С некоторой уверенностью могу сказать, что никто в мире не делал этого на подобном объекте в подобных широтах. Это действительно сложная и интересная задача. Рентабельность при выполнении уникальных работ вполне сопоставима с IT-сферой.
Атлантические моржи Odobenus rosmarus rosmarus. Большие Оранские острова, архипелаг Новая Земля. Источник: Александр Барымов
«Я ЖДАЛ ЭТО ВРЕМЯ»
— Думаете ли вы о зарубежных рынках?
— В нашем случае это неизбежно. Давно понятно, что в сфере разработки морских технологий средний потолок российской компании, выше которого она, за редким исключением, прыгнуть не может, — это два-три миллиарда рублей. Тут работает география: моря у нас замерзают, и вести какую-то деятельность на них можно далеко не круглогодично. Плюс приходится учитывать санкции против работ на шельфе. Так что мы последовательно пытаемся брать зарубежные заказы. Мы выполняли работы в Финляндии, Турции, кое-где еще. Сейчас пробуем работать в ближнем зарубежье. Каспий все-таки один из главных нефтегазоносных районов планеты. Несколько лет назад мы начали свою деятельность в Казахстане — там работает много иностранных компаний, и мы начали налаживать сотрудничество прежде всего с ними. Деньги там сначала были не очень большие, но мы просто учились работать в партнерстве. Учились менталитету, формату работы, учились законодательству, учились всему прочему. Но вот в этом году мы подписали договор о совместных проектах с Казахстанским геологоразведочным институтом, там выручка составит уже миллионы долларов за работы, которые мы должны закончить в июле. Это уже прилично.

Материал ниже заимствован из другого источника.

PR #1136, opened 2023-07-18
ID-698-Sam-GET-user-endpoint

sjkobori:
Ticket: https://broadworkbench.atlassian.net/browse/ID-698

What:

This PR adds a GET user admin endpoint so that it is possible to retrieve a user record from sam.

Why:

This will allow easier access to sam user data which previously was accessed though the database directly.

How:

This PR adds a v2 user admin route which returns a user record

---

**PR checklist**

### DIFF
--- a/src/main/resources/swagger/api-docs.yaml
+++ b/src/main/resources/swagger/api-docs.yaml
@@ -3715,15 +3715,6 @@ components:
           type: string
           description: User's email address
           format: email
-        azureB2CId:
-          type: string
-          description: User's Azure B2C Id
-        enabled:
-          type: boolean
-          description: Whether or not the user is enabled
-        acceptedTosVersion:
-          type: string
-          description: The version of terms of service the user accepted
       description: specification of a UpdateUserRequest
   securitySchemes:
     googleoauth:
--- a/src/main/resources/swagger/api-docs.yaml
+++ b/src/main/resources/swagger/api-docs.yaml
@@ -56,7 +56,7 @@ paths:
         content:
           'application/json':
             schema:
-              $ref: '#/components/schemas/User'
+              $ref: '#/components/schemas/UpdateUserRequest'
       responses:
         200:
           description: User was updated successfully
@@ -3621,8 +3621,13 @@ components:
           example: my-managed-resource-group
       description: specifies a request for a pet managed identity
     User:
-      required:
       type: object
+      required:
+        - id
+        - email
+        - enabled
+        - createdAt
+        - updatedAt
       properties:
         id:
           type: string
@@ -3656,6 +3661,26 @@ components:
           format: date-time
           description: User's time of last update
       description: specification of a User
+    UpdateUserRequest:
+      type: object
+      properties:
+        googleSubjectId:
+          type: string
+          description: User's Google subject Id
+        email:
+          type: string
+          description: User's email address
+          format: email
+        azureB2CId:
+          type: string
+          description: User's Azure B2C Id
+        enabled:
+          type: boolean
+          description: Whether or not the user is enabled
+        acceptedTosVersion:
+          type: string
+          description: The version of terms of service the user accepted
+      description: specification of a UpdateUserRequest
   securitySchemes:
     googleoauth:
       type: oauth2
--- a/src/main/resources/swagger/api-docs.yaml
+++ b/src/main/resources/swagger/api-docs.yaml
@@ -72,6 +72,38 @@ paths:
             application/json:
               schema:
                 $ref: '#/components/schemas/ErrorReport'
+  /api/admin/v2/user/{userId}:
+    get:
+      tags:
+        - Admin
+      summary: Retrieves a user record, by user id
+      operationId: adminGetUser
+      parameters:
+        - name: userId
+          in: path
+          description: User ID of the user to be retrieved
+          required: true
+          schema:
+            type: string
+      responses:
+        200:
+          description: User was retrieved successfully
+          content:
+            'application/json':
+              schema:
+                $ref: '#/components/schemas/User'
+        403:
+          description: You do not have admin privileges
+          content: { }
+        404:
+          description: User not found
+          content: { }
+        500:
+          description: Internal Server Error
+          content:
+            application/json:
+              schema:
+                $ref: '#/components/schemas/ErrorReport'
   /api/admin/v1/user/email/{email}:
     get:
       tags:
@@ -3555,12 +3587,39 @@ components:
       description: specifies a request for a pet managed identity
     User:
       required:
-        - email
       type: object
       properties:
+        id:
+          type: string
+          description: User's Id
+        googleSubjectId:
+          type: string
+          description: User's Google subject Id
         email:
           type: string
           description: User's email address
+          format: email
+        azureB2CId:
+          type: string
+          description: User's Azure B2C Id
+        enabled:
+          type: boolean
+          description: Whether or not the user is enabled
+        acceptedTosVersion:
+          type: string
+          description: The version of terms of service the user accepted
+        createdAt:
+          type: string
+          format: date-time
+          description: User's time of creation
+        registeredAt:
+          type: string
+          format: date-time
+          description: User's time of registration
+        updatedAt:
+          type: string
+          format: date-time
+          description: User's time of last update
       description: specification of a User
   securitySchemes:
     googleoauth:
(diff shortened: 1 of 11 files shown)


src/test/scala/org/broadinstitute/dsde/workbench/sam/api/AdminUserRoutesSpec.scala
```diff
@@ -325,27 +306,78 @@ class AdminUserRoutesSpec extends AnyFlatSpec with Matchers with ScalatestRouteT
...
+      .withNonAdminUser()
+      .withEnabledUser(defaultUser) // "persisted/enabled" user we will check the status of
       .build
     // Act
     Delete(s"/api/admin/v1/user/$defaultUserId/petServiceAccount/myproject") ~> samRoutes.route ~> check {
       status shouldEqual StatusCodes.Forbidden
     }
   }
+
+  "GET /admin/v2/user/{userId}" should "get the corresponding user object (as an admin)" in {
```
Shakespeared: Nit: maybe reword this slightly to something like "get the corresponding user object (if the requesting user is an admin)", just to make it extra explicit that it's the user calling the endpoint who has to be an admin

src/test/scala/org/broadinstitute/dsde/workbench/sam/api/AdminUserRoutesSpec.scala
```diff
@@ -325,27 +306,78 @@ class AdminUserRoutesSpec extends AnyFlatSpec with Matchers with ScalatestRouteT
...
+    Get(s"/api/admin/v2/user/$defaultUserId") ~> samRoutes.route ~> check {
+      status shouldEqual StatusCodes.OK
+      responseAs[SamUser] shouldEqual defaultUser
+    }
+  }
+
+  it should "not allow access to a user object (as an non admin)" in {
+    // Arrange
+    val samRoutes = new MockSamRoutesBuilder(allUsersGroup)
+      .withEnabledUser(defaultUser) // "persisted/enabled" user we will check the status of
```
Shakespeared: Nit: do you mind putting these in the same order as the previous test case? e.g. always having the user calling the endpoint first and the user record being retrieved second. It just makes it easier to read through the tests quickly

src/test/scala/org/broadinstitute/dsde/workbench/sam/api/AdminUserRoutesSpec.scala
```diff
@@ -325,27 +306,78 @@ class AdminUserRoutesSpec extends AnyFlatSpec with Matchers with ScalatestRouteT
...
+      .withNonAdminUser()
+      .build
+
+    // Act and Assert
+    Get(s"/api/admin/v2/user/$defaultUserId") ~> samRoutes.route ~> check {
+      status shouldEqual StatusCodes.Forbidden
+    }
+  }
+
+  it should "not allow access even if a user object does not exist (as an admin)" in {
```
Shakespeared: Instead of me micromanaging your test names, do you mind taking one last look through and making sure the naming of tests and test setup is consistent? I think it's fine as it is but could be even better :) For instance little things like "return a user object" or something instead of just "allow access," and trying to make the admin/non admin distinction easy to parse at a glance. Overall I think these tests look good though!

src/test/scala/org/broadinstitute/dsde/workbench/sam/service/UserServiceSpecs/GetUserSpec.scala
```diff
@@ -0,0 +1,52 @@
...
+          .withEnabledUser(userWithBothIds)
+          .build
+        // Act
+        val response = runAndWait(userService.getUser(userWithBothIds.id, samRequestContext))
+
+        // Assert
+        assert(response.nonEmpty, "Getting a user who exists should return a user object object")
+        assert(
+          response.get equals userWithBothIds,
+          "Getting a user with who exists should return the corresponding user."
```
Shakespeared: I think "user with who exists" is a typo

Shakespeared (approved):
overall looks great! I had a few nitpicks, mostly just to improve some of the test naming to make it super clear and readable.

src/main/resources/swagger/api-docs.yaml
```diff
@@ -3633,14 +3665,66 @@ components:
...
+      type: object
+      properties:
+        googleSubjectId:
+          type: string
+          description: User's Google subject Id
+        email:
+          type: string
+          description: User's email address
+          format: email
+        azureB2CId:
```
tlangs: Are we sure we want the B2C ID to be updatable?

src/main/resources/swagger/api-docs.yaml
```diff
@@ -3633,14 +3665,66 @@ components:
...
+          type: string
+          description: User's Azure B2C Id
+        enabled:
+          type: boolean
+          description: Whether or not the user is enabled
+        acceptedTosVersion:
```
tlangs: The accepted TOS version should only be updated via the TOS endpoints.

src/main/resources/swagger/api-docs.yaml
sjkobori: As it stands right now, the only field that is updatable in practice is the email. The UpdateUserRequest object does contain all of these fields and I realized that the swagger doc was not in sync with the UpdateUser endpoint's request object. We still need to make decisions on what fields we are allowing to update. I think ultimately that the B2CId might be useful to update without having to hit the db directly. We can restrict updating this field to only superadmins or something. Right now, we are using the sam user directives to manage authorization and the level needed to use this endpoint are admins. Going forward, I think we will have a permissions service that had handle what actions are allowed by a user more granularly (nobody can update a user email except for themselves and users with admin roles)

src/main/resources/swagger/api-docs.yaml
sjkobori: This is another thing I wanted to talk about. I do agree that I think only a user can accept their tos (although I think it might be valuable to edit the version if for some reason there is a data discrepancy), but I think eventually we would want to do away with the specific endpoints for updating one field of a user. For now, I can take this out of the swagger doc, would you also like me to remove it from the UpdateUserRequest object in code (right now it is not doing anything) or just leave that as it is?

tlangs: The Update model should probably only contain update-able fields, since our API definition should reflect the functionality of the endpoint. As for the B2C ID, I we need to do a lot of hard thinking about if that should be update-able. I don't think we've gotten any user requests or support tickets involving updating the B2C ID for a user. We do know that there's a need to update emails and Google Subject IDs, so that's probably what we should focus on and provide for now.

tlangs: But, to another point, a set of CRUD endpoints should probably use the same object for requests and responses. So, if we were to have just a `SamUser` object with all the user fields, and use that as both the request and response, then we could say that the only fields that are update-able are the email and Google Subject ID.

sjkobori: I think that we should not be using the same request and response objects since it makes it difficult to know what is required in a request vs what you know is in the response (that is what made updating the `PolicyIdentifiers `complex in the first place). So for example, in the `GET` user endpoint, we can say that the email is a required field. But in the `PATCH` user endpoint, email is not required. This could be done in the `POST` user endpoint by marking certain required field as read only since you need a complete object to make this request. So I still think that there should be a `UpdateUserRequest` object, but I will update it to only have the fields we currently support updating.

Ghost-in-a-Jar (changes requested):
User update request should only have googleSubjectId, email, enabled, and you should wire those to be actually updated by admins if included in the request.

There are probably additional steps needed when updating the email, besides just updating the db record. (thurloe?)

We may want to consider implementing email in a separate pr.

sjkobori:
> User update request should only have googleSubjectId, email, enabled, and you should wire those to be actually updated by admins if included in the request.
> 
> There are probably additional steps needed when updating the email, besides just updating the db record. (thurloe?)
> 
> We may want to consider implementing email in a separate pr.

I think since now the PATCH user endpoint has been disabled in prod, I would like to keep it that way for this ticket and add all the intended features for that endpoint in ticket: https://broadworkbench.atlassian.net/browse/ID-718 . This way it is not longer blocking people that need the GET user endpoint.

Ghost-in-a-Jar (approved):

PR #1140, opened 2023-07-25
ID-710 Add database check to liveness endpoint.

Ghost-in-a-Jar:
Ticket: https://broadworkbench.atlassian.net/browse/ID-710

What:

The current liveness check should cause sam to restart if the db connection is bad.

Why:

On db maintenance windows sam gets stuck in a state where the status endpoint is failing (k8s readiness probe is failing so no connections sent to the pod), but the liveness endpoint is succeeding even though the db connection is bad so the pod doesnt get killed. From the cluster's point of view the pod is finishing startup.

How:

Added a select 1 to the liveness check endpoint.

---

**PR checklist**

### DIFF
--- a/src/main/scala/org/broadinstitute/dsde/workbench/sam/Boot.scala
+++ b/src/main/scala/org/broadinstitute/dsde/workbench/sam/Boot.scala
@@ -6,6 +6,7 @@ import cats.data.NonEmptyList
 import cats.effect._
 import cats.implicits._
 import com.typesafe.scalalogging.LazyLogging
+import io.prometheus.client.CollectorRegistry
 import org.broadinstitute.dsde.workbench.dataaccess.PubSubNotificationDAO
 import org.broadinstitute.dsde.workbench.google.GoogleCredentialModes.{Json, Pem}
 import org.broadinstitute.dsde.workbench.google.{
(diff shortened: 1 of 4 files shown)


src/main/scala/org/broadinstitute/dsde/workbench/sam/api/SamRequestContextDirectives.scala
```diff
@@ -18,7 +18,6 @@ import scala.util.control.NonFatal
 /** Created by ajang on 2020-05-28
   */
 trait SamRequestContextDirectives {
-  val userService: UserService
```
Ghost-in-a-Jar, line 21: I don't think this was actually being used for anything

sjkobori (approved):
Looks good to me!

tlangs (approved):
Has this been synthetically tested?

src/main/scala/org/broadinstitute/dsde/workbench/sam/Boot.scala
```diff
@@ -44,23 +45,28 @@ import scala.jdk.CollectionConverters._
...
+
+  def run(args: List[String]): IO[ExitCode] = {
+    initSentry()
+    implicit val system = ActorSystem("sam")
+
     (startup() *> ExitCode.Success.pure[IO]).recoverWith { case NonFatal(t) =>
       logger.error("sam failed to start, trying again in 5s", t)
+
+      Http().shutdownAllConnectionPools() *> system.terminate()
+      CollectorRegistry.defaultRegistry.clear()
```
Ghost-in-a-Jar, line 60: I noticed when sam restarts locally the liveness server still hangs around and causes confusing errors. Also I noticed similar errors relating to prometheus that went away when I added L57.

src/main/scala/org/broadinstitute/dsde/workbench/sam/Boot.scala
```diff
@@ -93,9 +98,7 @@ object Boot extends IOApp with LazyLogging {
         loggerIO
           .error(t)("FATAL - failure starting liveness http server")
           .unsafeToFuture()(cats.effect.unsafe.IORuntime.global)
-      }
-
-    loggerIO.info("Liveness server has been started").unsafeRunSync()(cats.effect.unsafe.IORuntime.global)
+      } >> loggerIO.info("Liveness server has been started").unsafeToFuture()(cats.effect.unsafe.IORuntime.global)
```
Ghost-in-a-Jar: This just chains them together so they run in order.

PR #1146, opened 2023-07-28
ID-717 Removed logic in updateUserEmail

sjkobori:
Ticket: https://broadworkbench.atlassian.net/browse/ID-717

What:

This PR takes out the database update of user emails in the updateUserRequest flow

Why:

Currently, we need to do more research into how to update a user's email. We need to also update the user's proxy email. So we are pulling back on the update email until that is also supported.

How:

The database call through the `directoryDao` is replaced with a `Unit`.

---

**PR checklist**


Shakespeared (approved):

Ghost-in-a-Jar (approved):
woopsie

PR #1148, opened 2023-08-03
ID-727 GET users by id, googleSubjectId, or azureB2cId

sjkobori:
Ticket: https://broadworkbench.atlassian.net/browse/ID-727

What:

This PR adds a new endpoint which allows the request of a list of user data which match on either the userId, googleSubjectId, or azureB2CId.

Why:

This will allow Thurloe to communicate with sam so that it can properly identify users by any of their corresponding ids and send an email to their email address.

How:

The new endpoint added can be queried by Thurloe to find the user who has the id Thurloe knows about (could be googleSubjectId or azureB2CId) and return the matching user.

---

**PR checklist**


src/main/resources/swagger/api-docs.yaml
```diff
@@ -124,6 +124,37 @@ paths:
...
+  /api/admin/v2/users:
+    get:
+      tags:
+        - Admin
+      summary: gets the users which match the any of the query params
+      operationId: adminGetUserByQuery
+      parameters:
+        - name: id
+          in: query
+          description: User Id ato find users by
```
Ghost-in-a-Jar: nit

Ghost-in-a-Jar (approved):

Shakespeared (approved):

PR #1159, opened 2023-08-14
ID-741 Reduce logs emitted by Sam

tlangs:
Ticket: https://broadworkbench.atlassian.net/browse/ID-741

What:

Sam logs a ton. It should log less.

Why:

Logs cost money

How:
Reduce the logging of duplicate information, and reduce verbosity.

---

**PR checklist**

### DIFF
--- a/src/main/scala/org/broadinstitute/dsde/workbench/sam/api/StandardSamUserDirectives.scala
+++ b/src/main/scala/org/broadinstitute/dsde/workbench/sam/api/StandardSamUserDirectives.scala
@@ -63,7 +63,7 @@ trait StandardSamUserDirectives extends SamUserDirectives with LazyLogging with 
       optionalHeaderValueByName(managedIdentityObjectIdHeader).map(_.map(ManagedIdentityObjectId)))
       .as(OIDCHeaders)
       .map { oidcHeaders =>
-        logger.debug(s"Auth Headers: $oidcHeaders")
+        logger.info(s"Auth Headers: $oidcHeaders")
         oidcHeaders
       }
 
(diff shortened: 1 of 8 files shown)


sjkobori (approved):

src/main/scala/org/broadinstitute/dsde/workbench/sam/api/StandardSamUserDirectives.scala
```diff
@@ -29,7 +29,7 @@ trait StandardSamUserDirectives extends SamUserDirectives with LazyLogging with
     onSuccess {
       getActiveSamUser(oidcHeaders, userService, tosService, samRequestContext).unsafeToFuture()
     }.tmap { samUser =>
-      logger.info(s"Handling request for active Sam User: $samUser")
+      logger.debug(s"Handling request for active Sam User: $samUser")
```
sjkobori, line 32: I made this change for the `asAdminServiceUser` directive I am adding in ID-727 : https://github.com/broadinstitute/sam/pull/1148 so it is consistent

Shakespeared (approved):

src/main/scala/org/broadinstitute/dsde/workbench/sam/api/StandardSamUserDirectives.scala
gpolumbo-broad: One of the things we lost with the switch to JWT was that we don't know which user is making any particular request anymore.  That's why this was added.  I admit that it's gross and not very graceful and is creating a lot of noise, but for troubleshooting, debugging, and production support, being able to get the `SamUser` info for a request is really valuable.  

Maybe the alternative is to just log out the `samRequestContext` (or at least part of it) when we log?  I have no idea what's in there or if that would be a terrible idea though.

gpolumbo-broad (approved):

src/main/scala/org/broadinstitute/dsde/workbench/sam/api/StandardSamUserDirectives.scala
```diff
@@ -49,7 +49,7 @@ trait StandardSamUserDirectives extends SamUserDirectives with LazyLogging with
     onSuccess {
       getSamUser(oidcHeaders, userService, samRequestContext).unsafeToFuture()
     }.tmap { samUser =>
-      logger.info(s"Handling request for (in)active Sam User: $samUser")
+      logger.debug(s"Handling request for (in)active Sam User: $samUser")
```
rtitle, line 52: I know this is merged already, but can we also drop the log statement on L77?
```
logger.info(s"Auth Headers: $oidcHeaders")
```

Сейчас мы ведем переговоры о проведении исследований в Туркмении и странах Залива. Общая наша цель — через такие совместные проекты в постсоветских государствах выйти на рынки Ближнего Востока, к теплым нефтеносным морям, где мы можем многое предложить.
— А насколько интересны и доступны для вас западные рынки?
— Пока мы вряд ли можем проводить полевые морские исследования на рынке Евросоюза. Вопрос тут прежде всего в протекционизме, который на этом направлении в ЕС очень жесткий. Еще жестче он в США. Однако в Европе мы можем работать как поставщики IT-решений. Например, у нас есть совместные проекты с французской компанией CLS — игроком мирового уровня на рынке спутникового мониторинга Земли. Российские IT вполне нормально экспортируются за рубеж, имеют репутацию, и тут мы видим достаточно перспективную нишу. Очень часто выходят с предложением о совместной работе китайские компании. Но тут уже мы сами не особенно стремимся к партнерству.
— С ними сложно работать?
— Просто все предложения от китайских или тайваньских компаний в конечном счете сводятся к их желанию купить наши технологии. А такая формула сотрудничества для нас бессмысленна. Все сведется к осуществлению небольшого проекта, после чего партнеры заберут наши технологии и начнут обходиться без нас. Лучше в этом смысле продавать мозги на Запад. Я имею в виду не носителей мозгов, а сами разработанные нами решения.
Спуск розетты. Судно «Капитан Воронин» Источник: Сергей Горин
— Занимаетесь ли вы климатическими исследованиями в Арктике, учитывая ваш профиль и востребованность таких работ?
— Нет, не занимаемся. Дело в том, что исследования изменения климата финансируются из бюджета, и на уровне государства этим занимается Росгидромет и структуры Академии наук. А у нас финансирование внебюджетное. Кто закажет это нам? Мы можем сотрудничать с академией в некоторых климатических проектах. Например, мы участвуем в многолетней междисциплинарной программе по изучению морских газовых гидратов и их влияния на климат Земли, которые проводятся на судне «Академик Мстислав Келдыш». Но это все-таки исключение.
— А как строится работа с другими подразделениями МГУ? Находитесь ли вы с ними в каком-то сотрудничестве?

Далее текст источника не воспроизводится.